▼

PR #846, opened 2019-10-15
fix: make opencensus an optional dependency

codyoss:
With these changes the user has the option to use opencensus. If
the deps are not on the classpath noop impls will be used. In the
future opencensus will be ripped out in favor of opentelemetry.

As a part of these changes OpenCensusUtils was moved to a
package-private scope.

Fixes: #621

### DIFF
--- a/google-http-client/src/main/java/com/google/api/client/http/OpenCensusScope.java
+++ b/google-http-client/src/main/java/com/google/api/client/http/OpenCensusScope.java
@@ -1,24 +1,19 @@
 /**
  * Copyright 2019 Google LLC
  *
- * Licensed under the Apache License, Version 2.0 (the "License");
- * you may not use this file except in compliance with the License.
- * You may obtain a copy of the License at
+ * <p>Licensed under the Apache License, Version 2.0 (the "License"); you may not use this file
+ * except in compliance with the License. You may obtain a copy of the License at
  *
- *     https://www.apache.org/licenses/LICENSE-2.0
+ * <p>https://www.apache.org/licenses/LICENSE-2.0
  *
- * Unless required by applicable law or agreed to in writing, software
- * distributed under the License is distributed on an "AS IS" BASIS,
- * WITHOUT WARRANTIES OR CONDITIONS OF ANY KIND, either express or implied.
- * See the License for the specific language governing permissions and
+ * <p>Unless required by applicable law or agreed to in writing, software distributed under the
+ * License is distributed on an "AS IS" BASIS, WITHOUT WARRANTIES OR CONDITIONS OF ANY KIND, either
+ * express or implied. See the License for the specific language governing permissions and
  * limitations under the License.
  */
-
 package com.google.api.client.http;
 
-/**
- * A thin wrapper around an OpenCensus Scope with some convenience methods.
- */
+/** A thin wrapper around an OpenCensus Scope with some convenience methods. */
 final class OpenCensusScope implements Scope {
   private final io.opencensus.common.Scope scope;
 
--- a/google-http-client/src/main/java/com/google/api/client/http/OpenCensusScope.java
+++ b/google-http-client/src/main/java/com/google/api/client/http/OpenCensusScope.java
@@ -1,12 +1,12 @@
 /**
  * Copyright 2019 Google LLC
  *
- * <p>Licensed under the Apache License, Version 2.0 (the "License"); you may not use this file
+ * Licensed under the Apache License, Version 2.0 (the "License"); you may not use this file
  * except in compliance with the License. You may obtain a copy of the License at
  *
- * <p>https://www.apache.org/licenses/LICENSE-2.0
+ * https://www.apache.org/licenses/LICENSE-2.0
  *
- * <p>Unless required by applicable law or agreed to in writing, software distributed under the
+ * Unless required by applicable law or agreed to in writing, software distributed under the
  * License is distributed on an "AS IS" BASIS, WITHOUT WARRANTIES OR CONDITIONS OF ANY KIND, either
  * express or implied. See the License for the specific language governing permissions and
  * limitations under the License.
--- a/google-http-client/src/main/java/com/google/api/client/http/OpenCensusScope.java
+++ b/google-http-client/src/main/java/com/google/api/client/http/OpenCensusScope.java
@@ -1,0 +1,33 @@
+/**
+ * Copyright 2019 Google LLC
+ *
+ * Licensed under the Apache License, Version 2.0 (the "License");
+ * you may not use this file except in compliance with the License.
+ * You may obtain a copy of the License at
+ *
+ *     https://www.apache.org/licenses/LICENSE-2.0
+ *
+ * Unless required by applicable law or agreed to in writing, software
+ * distributed under the License is distributed on an "AS IS" BASIS,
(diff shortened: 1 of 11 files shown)


codyoss:
@chingor13 I think this works. Before putting more work into this though I wanted to get feedback if we do want to do this. I wonder if things that depend on this lib expect opencensus to be there creating span and the likes... I am not sure if there is a good way for us to tell this.

codyoss:
hmmm, this still does need some more work. I will try to get it working today...

google-http-client/src/main/java/com/google/api/client/http/OpenCensusSpan.java
```diff
@@ -0,0 +1,83 @@
...
+
+  OpenCensusSpan() {
+    this.span = OpenCensusUtils.getTracer()
+        .spanBuilder(OpenCensusUtils.SPAN_NAME_HTTP_REQUEST_EXECUTE)
+        .setRecordEvents(OpenCensusUtils.isRecordEvent())
+        .startSpan();
+  }
+
+  @Override
+  public final void addCommonHTTPAttributes(String requestMethod, String host, String path, String url) {
```
elharo: addCommonHttpAttributes per google naming conventions

google-http-client/src/main/java/com/google/api/client/http/ScopeFactory.java
```diff
@@ -0,0 +1,54 @@
...
+
+  static Scope getScope(Span span) {
+    if (HAS_OPEN_CENSUS_CLASSES_ON_CLASSPATH) {
+      return new OpenCensusScope((OpenCensusSpan) span);
+    } else {
+      return noopScope;
+    }
+  }
+
+  private static boolean hasClasses(String ...classNames) {
```
elharo: not sure; is this usually String... classNames?

google-http-client/src/main/java/com/google/api/client/http/ScopeFactory.java
```diff
@@ -0,0 +1,54 @@
...
+    for (String className : classNames) {
+      try {
+        Class.forName(className, false, ScopeFactory.class.getClassLoader());
+      } catch (Throwable t) {
```
elharo: This should be more specific

google-http-client/src/main/java/com/google/api/client/http/ScopeFactory.java
codyoss: Would you prefer `List`?

elharo: The question was whether the space goes before or after the three dots by convention

codyoss: Awe I see... you are right. I ran formatted on all the new files. I filed an issue in this repo yesterday to get that to be a part of the build. A lot of files need to be formatted. Good catch!

google-http-client/src/main/java/com/google/api/client/http/OpenCensusUtils.java
```diff
@@ -34,14 +33,12 @@
...
 /**
- * {@link Beta} <br>
  * Utilities for Census monitoring and tracing.
  *
  * @author Hailong Wen
  * @since 1.28
  */
-@Beta
-public class OpenCensusUtils {
+class OpenCensusUtils {
```
chingor13: This looks like a breaking change, even though it's annotated `@Beta`. Is this intentional?

google-http-client/src/main/java/com/google/api/client/http/ScopeFactory.java
```diff
@@ -0,0 +1,51 @@
...
+ * limitations under the License.
+ */
+package com.google.api.client.http;
+
+class ScopeFactory {
+  /** This is used to check if the optional OpenCensus deps are on the classpath */
+  private static final boolean HAS_OPEN_CENSUS_CLASSES_ON_CLASSPATH =
+      hasClasses(
+          "io.opencensus.trace.Span",
+          "io.opencensus.implcore.trace.RecordEventsSpanImpl",
```
chingor13: Do we actually need to check for this class? `opencensus-api` already ships with a no-op implementation by default, unless `opencensus-impl` is loaded.

google-http-client/src/main/java/com/google/api/client/http/OpenCensusSpan.java
```diff
@@ -0,0 +1,80 @@
+/**
+ * Copyright 2019 Google LLC
+ *
+ * <p>Licensed under the Apache License, Version 2.0 (the "License"); you may not use this file
```
elharo: You don't need `<p>` tags in the license

google-http-client/src/main/java/com/google/api/client/http/OpenCensusScope.java
```diff
@@ -0,0 +1,28 @@
+/**
+ * Copyright 2019 Google LLC
+ *
+ * <p>Licensed under the Apache License, Version 2.0 (the "License"); you may not use this file
```
elharo: You don't need `<p>` tags in the license

google-http-client/src/main/java/com/google/api/client/http/Scope.java
```diff
@@ -0,0 +1,20 @@
+/**
+ * Copyright 2019 Google LLC
+ *
+ * <p>Licensed under the Apache License, Version 2.0 (the "License"); you may not use this file
```
elharo: You don't need `<p>` tags in the license

google-http-client/src/main/java/com/google/api/client/http/OpenCensusUtils.java
codyoss: Yes it was. This class imports opencensus so its usage I think needs to be guarded by the class loading check. I figured since it was beta it was okay to move it out of the public scope and make it package private. Is that not the case? If we don't shift this to an internal class I don't think we can make the dependencies optional, right?

google-http-client/src/main/java/com/google/api/client/http/Scope.java
codyoss: Whoops, it appears the formatter got overzealous. I will fill all of these.

google-http-client/src/main/java/com/google/api/client/http/ScopeFactory.java
codyoss: I believe you are right, I will remove this one from both factories

google-http-client/src/main/java/com/google/api/client/http/OpenCensusUtils.java
codyoss: @chingor13 WDYT?

elharo: "Features marked with the @Beta annotation at the class or method level are subject to change. They might be modified in any way, or even removed, in any major release. You should not use beta features if your code is a library itself (that is, if your code is used on the CLASSPATH of users outside your own control)."

codyoss:
I think after talking to @chingor13 offline, we decided to not move forward with this. Closing. We will wait take the version bump when this dependency is replaced/removed.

▲

Tell how many lines of the data include the word "software", without any other words.

5